§ **Your instructions**
When you reach the line with "registry is used." in the data below, begin printing lines exactly, and stop once the line with "Go memory model." has been printed.

Saved data entries
Content starts

PR #3169, opened 2026-06-19
fix(modelsdev): skip models.dev fetch for custom providers (#3165)

### LINKED ISSUE #3165: Custom provider names trigger unexpected outbound lookup to models.dev, causing failures in internet-restricted environments
## Description
When defining a custom provider with an arbitrary name in the Docker Agent configuration, Docker Agent makes outbound HTTP requests to models.dev during model resolution. In network-restricted environments where direct internet access is not allowed, this causes timeouts or significant latency. Renaming the provider to a well-known name (e.g., openai) bypasses this behavior, suggesting that Docker Agent performs an external lookup only for unrecognized provider names.

## Expected Behavior
A custom provider defined with a base_url and token_key in the configuration should be used as-is, without any additional external HTTP calls to resolve provider metadata. The configuration should be entirely self-contained and work in air-gapped or internet-restricted environments.

## Actual Behavior
When the provider name is not a recognized built-in (e.g., mistral_gateway instead of openai), Docker Agent attempts to reach models.dev to resolve provider or model metadata. In environments where outbound internet access is blocked, this results in connection timeouts and severe latency, making the agent unusable.

## Steps to Reproduce
Define a custom provider with a non-standard name in your config.yaml
```
providers:
  mistral_gateway:
    base_url: https://your-internal-gateway.example.com/v1
    token_key: YOUR_API_KEY
models:
  my_model:
    provider: mistral_gateway
    model: Mistral:mistral-small-latest
```
Run Docker Agent in an environment where outbound HTTP to the internet (specifically models.dev) is blocked.
Observe connection timeouts or high latency when Docker Agent starts or processes the first request.
```
time=2026-06-18T15:35:53.095Z level=DEBUG msg="Failed to get model definition" error="failed to fetch from API and no cached data available: failed to fetch from API: Get \"https://models.dev/api.json\": context deadline exceeded (Client.Timeout exceeded while awaiting headers)"
```
Rename the provider from mistral_gateway to openai (keeping base_url and token_key identical) and restart.
Observe that the agent starts and responds correctly with no external calls.

## Environment
Docker Agent Version: 
docker-agent version v1.79.0
Commit: a2c0cc8e880cbc6060ff6729f82236ecbbaa9ae2
OS & Terminal: Kubernetes pod
Model Used: Mistral:mistral-small-latest (via internal Gravitee API Gateway proxying Mistral)

Sayt-0:
## Problem

A custom provider — a name that is not a built-in/alias (e.g. `mistral_gateway`) defined with `base_url` + `token_key` — triggered a blocking `GET https://models.dev/api.json` (full ~3.4 MB catalog) during model resolution. In internet-restricted environments this hangs ~30s on every turn, making a self-contained custom-provider config unusable. Renaming to a known provider (e.g. `openai`) bypassed it.

Closes #3165.

## Fix

`modelsdev.Store` gains `WithKnownProvider`: a provider the predicate rejects is served cache-only and never fetches (missing cache → empty catalog → clean "provider not found"). The runtime's default store (`lazyModelStore`) and `RuntimeConfig.ModelsDevStore()` are wired with `provider.IsKnownProvider`, so only catalog providers (built-ins + aliases) can reach the network.

| Path | Before | After |
|---|---|---|
| `loop.go` `GetModel` (every turn) | fetch catalog for any provider | custom → no fetch |
| `session_compaction.go` `resolveContextLimit` | ~30s hang air-gapped | resolves instantly |
| known provider (openai/anthropic/bedrock…) | fetch | unchanged |

## Verification

Real binary, cold cache, custom-provider config from the issue:

| Binary | models.dev catalog fetched |
|---|---|
| `origin/main` | yes (~3.4 MB download) |
| this PR | no |

- `TestLazyModelStore_GatesCustomProvider` (runtime) reproduces the exact issue error without the fix, passes with it.
- `modelsdev` gate unit tests; `go build` / `vet` / `golangci-lint` / `-race` green.

## Known limitations (follow-ups, out of scope)

- TUI model picker / `models` CLI still fetch the full catalog (not the request-loop path).
- A custom provider without `provider_opts.context_size` has no context limit, so compaction stays disabled for it (inference unaffected — it routes via `base_url`).

### DIFF
--- a/pkg/config/runtime.go
+++ b/pkg/config/runtime.go
@@ -9,6 +9,7 @@ import (
 
 	"github.com/docker/docker-agent/pkg/config/latest"
 	"github.com/docker/docker-agent/pkg/environment"
+	"github.com/docker/docker-agent/pkg/model/provider"
 	"github.com/docker/docker-agent/pkg/modelsdev"
 )
 
@@ -101,7 +102,9 @@ func (runConfig *RuntimeConfig) ModelsDevStore() (*modelsdev.Store, error) {
 		return runConfig.ModelsDevStoreOverride, nil
 	}
 	runConfig.modelsDevStoreOnce.Do(func() {
-		runConfig.modelsDevStore, runConfig.modelsDevStoreErr = modelsdev.NewStore()
+		runConfig.modelsDevStore, runConfig.modelsDevStoreErr = modelsdev.NewStore(
+			modelsdev.WithKnownProvider(provider.IsKnownProvider),
+		)
 	})
 	return runConfig.modelsDevStore, runConfig.modelsDevStoreErr
 }
--- a/pkg/modelsdev/store.go
+++ b/pkg/modelsdev/store.go
@@ -34,16 +34,25 @@ const (
 // The database is loaded on first access via GetDatabase and
 // then cached in memory for the lifetime of the Store.
 type Store struct {
-	cacheFile string
-	mu        sync.Mutex
-	db        *Database
+	cacheFile     string
+	knownProvider func(string) bool
+	mu            sync.Mutex
+	// db is the authoritative catalog from the full (fetch-eligible) load path.
+	db *Database
+	// cacheDB is a cache-only snapshot served to fetch-disallowed lookups. It is
+	// kept separate from db because it may be empty or stale and must never
+	// satisfy a later fetch-eligible lookup for a known provider; memoizing it
+	// keeps the hot path from re-reading and re-parsing the catalog file on
+	// every custom-provider resolution.
+	cacheDB *Database
 }
 
 // Opt configures a Store created with NewStore.
 type Opt func(*storeOptions)
 
 type storeOptions struct {
-	cacheFile string
+	cacheFile     string
+	knownProvider func(string) bool
 }
 
 // WithCache overrides the path of the on-disk cache file used by the Store.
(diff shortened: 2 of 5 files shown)


docker-agent (commented):
### Assessment: 🟢 APPROVE

The fix is well-scoped, correct, and thoroughly tested.

**What the PR does:** Adds a `WithKnownProvider` predicate to `modelsdev.Store` so that custom (non-catalog) providers are served from cache only and never trigger an outbound `GET models.dev/api.json`. The `lazyModelStore` and `RuntimeConfig.ModelsDevStore()` are both wired with `provider.IsKnownProvider`.

**Correctness review:**
- The mutex protocol is sound: `getDatabase` is called while holding `s.mu` only from within `GetDatabase`/`getProvider`, both of which acquire the lock before calling into `getDatabase`. No re-entrant locking issue.
- The `allowFetch=false` path deliberately skips memoization of `s.db` to avoid poisoning future fetch-eligible lookups for known providers — this is correct and clearly commented.
- `NewDatabaseStore` leaves `knownProvider` nil (fetch-eligible for all providers), which is intentional: it is used in tests with an in-memory database, not a live fetch path.
- The `loadDatabase` stale-cache logic change (`!allowFetch || time.Since(...) < refreshInterval`) correctly short-circuits on the first `err == nil` check when fetching is disallowed, so the secondary `if !allowFetch` block only handles the cache-miss case — logically consistent.
- `GetDatabase` (public API) always passes `allowFetch=true`, preserving backward compatibility for direct callers (e.g., TUI model picker, `models` CLI) that explicitly want the full catalog.
- `WithKnownProvider(nil)` stores `nil`, which is handled correctly: `s.knownProvider == nil` → `allowFetch = true` (same as no predicate).

**Tests:** `TestKnownProviderGatesFetch`, `TestNoPredicateAlwaysAllowsFetch`, and `TestLazyModelStore_GatesCustomProvider` together cover the regression, backward compatibility, and production store path. The use of an already-expired context deadline as a stand-in for "network unreachable" is a clean, deterministic approach.

dgageot (approved):

PR #3171, opened 2026-06-19
feat(embeddedchat): add headless chat session API

dgageot:
## Summary
- add `pkg/embeddedchat`, a headless wrapper for embedding docker-agent runtime conversations in non-docker-agent UIs
- support loading an agent source, streaming assistant text/tool events, confirming tool calls, restarting conversations, and closing active runs
- cover loading, streaming, confirmation, elicitation/max-iteration handling, error handling, concurrent send rejection, and cancellation semantics

## Tests
- `go test ./pkg/embeddedchat ./pkg/app ./pkg/runtime ./pkg/teamloader`

### DIFF
--- a/pkg/embeddedchat/embeddedchat.go
+++ b/pkg/embeddedchat/embeddedchat.go
@@ -78,9 +78,9 @@ type ToolActivity struct {
 
 // runtimeRunner is the subset of runtime.Runtime the headless session needs.
 type runtimeRunner interface {
-	RunStream(context.Context, *session.Session) <-chan dagentruntime.Event
-	Resume(context.Context, dagentruntime.ResumeRequest)
-	ResumeElicitation(context.Context, tools.ElicitationAction, map[string]any) error
+	RunStream(ctx context.Context, sess *session.Session) <-chan dagentruntime.Event
+	Resume(ctx context.Context, req dagentruntime.ResumeRequest)
+	ResumeElicitation(ctx context.Context, action tools.ElicitationAction, content map[string]any) error
 	Close() error
 }
 
--- a/pkg/embeddedchat/embeddedchat.go
+++ b/pkg/embeddedchat/embeddedchat.go
@@ -1,0 +1,296 @@
+// Package embeddedchat provides a small headless chat wrapper around the
+// docker-agent runtime for embedders that want to drive an agent from their
+// own UI instead of running docker-agent's Bubble Tea application.
+package embeddedchat
+
+import (
+	"context"
+	"errors"
+	"fmt"
+	"sync"
+
+	dagentcfg "github.com/docker/docker-agent/pkg/config"
+	dagentruntime "github.com/docker/docker-agent/pkg/runtime"
+	"github.com/docker/docker-agent/pkg/session"
+	"github.com/docker/docker-agent/pkg/teamloader"
+	"github.com/docker/docker-agent/pkg/tools"
+)
+
+// Config describes an embedded agent session.
+type Config struct {
+	// AgentSource is the agent/team definition to load. Bytes sources are a
+	// good fit for embedders that ship a pinned agent in their binary.
+	AgentSource dagentcfg.Source
+	// RuntimeConfig is passed to the team loader. When nil, a zero runtime
+	// config is used.
+	RuntimeConfig *dagentcfg.RuntimeConfig
+	// ToolsetRegistry resolves toolsets declared by AgentSource. When nil,
+	// docker-agent's default registry is used.
+	ToolsetRegistry teamloader.ToolsetRegistry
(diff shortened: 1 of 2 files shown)


docker-agent (commented):

Found **2 medium** and **1 low** severity issues in the new `pkg/embeddedchat` package. All three are in the `Send`/`forwardEvents` concurrency path. The overall design is solid — the mutex/runID guard pattern is sound and the drain-on-cancel approach is correct in principle.

| Severity | Count |
|----------|-------|
| 🟡 Medium | 2 |
| ⚪ Low | 1 |

pkg/embeddedchat/embeddedchat.go
```diff
@@ -0,0 +1,296 @@
...
+		s.activeCancel = nil
+	}
+}
+
+// Send appends prompt to the conversation and streams the assistant reply.
+// The returned channel is closed after either a Done event or an Err event.
+// If ctx is cancelled, Send drains the runtime stream until it stops, but no
+// further events are delivered to the caller.
+func (s *Session) Send(ctx context.Context, prompt string) (<-chan Event, error) {
+	if s.rt == nil || s.session == nil {
```
docker-agent, line 219: **[MEDIUM] Data race: `s.session` read outside mutex before nil-check**

`s.session` is read at line 179 before the mutex is acquired at line 183. `Restart()` reassigns `s.session` under the mutex via `resetConversationLocked()`. A concurrent `Restart()` creates a Go data race — an unsynchronized read on one goroutine against a write on another, which is undefined behavior per the Go memory model.

While `resetConversationLocked` assigns a non-nil value (not nil), the race detector will still flag this. The guard should be moved inside the lock:

```go
s.mu.Lock()
if s.rt == nil || s.session == nil {
    s.mu.Unlock()
    return nil, errors.New("embeddedchat: session is not initialized")
}
// ... rest of lock-held logic
```

Note: `s.rt` is set once in `New()` and never reassigned, so the race on that field is only theoretical.

pkg/embeddedchat/embeddedchat.go
```diff
@@ -0,0 +1,296 @@
...
+		case out <- e:
+			return true
+		case <-ctx.Done():
+			return false
+		}
+	}
+
+	errSent := false
+	for event := range events {
+		if ctx.Err() != nil {
```
docker-agent, line 282: **[MEDIUM] Potential goroutine leak: cancelled context with pending `ToolCallConfirmation` not resumed**

When `ctx` is cancelled, the drain loop at line 232 hits `continue` for every remaining event — including `ToolCallConfirmationEvent`. This means `s.rt.Resume(...)` is never called for a pending confirmation.

If the runtime's `events` channel stays open until it receives a `Resume` call, and the runtime does not independently close the channel on context cancellation, `forwardEvents` will loop forever on a channel that never closes.

The `runCtx` (derived from `ctx`) is cancelled and passed to `RunStream`, so a well-implemented runtime _should_ close `events` when the context is done. However, the current code provides no safety net if that assumption is violated. Consider calling `Resume` for pending confirmations in the drain path:

```go
for event := range events {
    if ctx.Err() != nil {
        // Unblock any pending tool confirmation so the runtime can shut down
        if _, ok := event.(*dagentruntime.ToolCallConfirmationEvent); ok {
            s.rt.Resume(context.Background(), dagentruntime.ResumeReject("The run was aborted."))
        }
        continue
    }
    // ...
```

pkg/embeddedchat/embeddedchat.go
```diff
@@ -0,0 +1,296 @@
...
+			continue
+		}
+
+		switch e := event.(type) {
+		case *dagentruntime.ToolCallConfirmationEvent:
+			if errSent {
+				s.rt.Resume(ctx, dagentruntime.ResumeReject("The run was aborted."))
```
docker-agent, line 289: **[LOW] `Resume` called with potentially-cancelled context after error**

After an `ErrorEvent` sets `errSent = true`, subsequent `ToolCallConfirmationEvent`s call `s.rt.Resume(ctx, dagentruntime.ResumeReject(...))` using the caller's `ctx`. If that context is already cancelled (or becomes cancelled before `Resume` executes), the call may silently no-op depending on the runtime's implementation — leaving the runtime blocked on an unresolved confirmation.

Consider using `context.Background()` (or a detached context with a short deadline) here to ensure the rejection is always delivered regardless of the caller's context state:

```go
if errSent {
    s.rt.Resume(context.Background(), dagentruntime.ResumeReject("The run was aborted."))
    continue
}
```

The same applies to the `ResumeElicitation` call and the `MaxIterationsReachedEvent` branch.

trungutt (approved):

PR #3172, opened 2026-06-19
refactor: replace go-memoize and go-cache with internal memoize package

dgageot:
The codebase depended on two external memoization libraries: `github.com/kofalt/go-memoize` for single-flight de-duplication and `github.com/patrickmn/go-cache` for TTL-based caching. Both roles are now served by a small new internal package `pkg/memoize`, built on `golang.org/x/sync/singleflight`, eliminating unnecessary external dependencies.

The new `Memoizer[T]` type is generic, type-safe, and preserves all required semantics: single-flight de-duplication, TTL expiry, error non-caching, panic propagation, and correct handling of the `ttl==0` edge case (now treated as never-expire, matching go-cache's behavior). Expired entries are evicted lazily. Three call sites—`pkg/desktop/uuid.go`, `pkg/desktop/version.go`, and `pkg/remote/transport.go`—were migrated to the new API, removing `interface{}` boxing and type assertions in the process. Unit tests cover 100% of the memoize package and pass under `-race`.

This PR also fixes a pre-existing test isolation bug in `pkg/tui/components/reasoningblock` where two tests (`TestReasoningBlockCollapsedByDefaultFromSessionState` and `TestReasoningBlockCanDefaultExpandedFromSessionState`) read the developer's real `~/.config/cagent/config.yaml` via `userconfig.Get()`, causing spurious failures when `expand_thinking: true` is set. A new `useEmptyUserConfig` helper points paths to a clean temp directory for test isolation; those two tests are no longer parallelized since they mutate the global config-dir override.

Validation: `task build`, `task lint` (0 issues), and `task test` all pass.

### DIFF
--- a/go.mod
+++ b/go.mod
@@ -47,7 +47,6 @@ require (
 	github.com/hashicorp/hcl/v2 v2.24.0
 	github.com/junegunn/fzf v0.73.1
 	github.com/k3a/html2text v1.4.0
-	github.com/kofalt/go-memoize v0.0.0-20240506050413-9e5eb99a0f2a
 	github.com/labstack/echo/v4 v4.15.4
 	github.com/mattn/go-isatty v0.0.22
 	github.com/mattn/go-runewidth v0.0.24
@@ -100,6 +99,7 @@ require (
 	github.com/mtibben/percent v0.2.1 // indirect
 	github.com/pb33f/jsonpath v0.8.2 // indirect
 	github.com/pb33f/ordered-map/v2 v2.3.1 // indirect
+	github.com/smartystreets/assertions v1.2.0 // indirect
 	github.com/standard-webhooks/standard-webhooks/libraries v0.0.1 // indirect
 	go.opentelemetry.io/contrib/instrumentation/google.golang.org/grpc/otelgrpc v0.63.0 // indirect
 	golang.org/x/mod v0.36.0 // indirect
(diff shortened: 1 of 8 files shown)


gtardif (approved):

docker-agent (commented):
### Assessment: 🟢 APPROVE

Reviewed `pkg/memoize/memoize.go` (new generic `Memoizer[T]`), all three migrated call-sites (`pkg/desktop/uuid.go`, `pkg/desktop/version.go`, `pkg/remote/transport.go`), and the test-isolation fix in `pkg/tui/components/reasoningblock/reasoningblock_test.go`.

**What was checked:**
- TTL handling: `store()` uses `if m.ttl > 0` to set expiry — both `ttl ≤ 0` and `NoExpiration (-1)` correctly produce a zero `expires` (never-expire), matching the old `go-cache` behavior.
- Singleflight semantics: the double-check inside `group.Do` prevents redundant `fn()` calls after concurrent misses populate the cache. Error non-caching is preserved — errors are returned to all concurrent waiters without being stored.
- Type assertion safety: `result, _ := v.(T)` with the comma-ok form handles nil interface values correctly (covered by `TestMemoizeNilInterfaceValue`).
- Panic propagation: `singleflight` re-panics to all waiters; the test confirms the key is not cached after a panic.
- Call-site migration: all three sites preserve prior semantics (`NoExpiration` for UUID, 5-minute TTL for version, 1-minute TTL for transport) with no behavioral regression.
- Test isolation: `useEmptyUserConfig` correctly uses `atomic.Pointer`-backed `paths.SetConfigDir` with `t.Cleanup` reset; cross-package interference is impossible since each package's tests run in a separate binary.
- Dependency graph: `smartystreets/assertions` promoted to an explicit indirect dep is correct `go mod tidy` output (transitive path via `k3a/html2text → goconvey`).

Content ends

§ **Result of the task**
+	// docker-agent's default registry is used.
+	ToolsetRegistry teamloader.ToolsetRegistry
(diff shortened: 1 of 2 files shown)


docker-agent (commented):

Found **2 medium** and **1 low** severity issues in the new `pkg/embeddedchat` package. All three are in the `Send`/`forwardEvents` concurrency path. The overall design is solid — the mutex/runID guard pattern is sound and the drain-on-cancel approach is correct in principle.

| Severity | Count |
|----------|-------|
| 🟡 Medium | 2 |
| ⚪ Low | 1 |

pkg/embeddedchat/embeddedchat.go
```diff
@@ -0,0 +1,296 @@
...
+		s.activeCancel = nil
+	}
+}
+
+// Send appends prompt to the conversation and streams the assistant reply.
+// The returned channel is closed after either a Done event or an Err event.
+// If ctx is cancelled, Send drains the runtime stream until it stops, but no
+// further events are delivered to the caller.
+func (s *Session) Send(ctx context.Context, prompt string) (<-chan Event, error) {
+	if s.rt == nil || s.session == nil {
```
docker-agent, line 219: **[MEDIUM] Data race: `s.session` read outside mutex before nil-check**

`s.session` is read at line 179 before the mutex is acquired at line 183. `Restart()` reassigns `s.session` under the mutex via `resetConversationLocked()`. A concurrent `Restart()` creates a Go data race — an unsynchronized read on one goroutine against a write on another, which is undefined behavior per the Go memory model.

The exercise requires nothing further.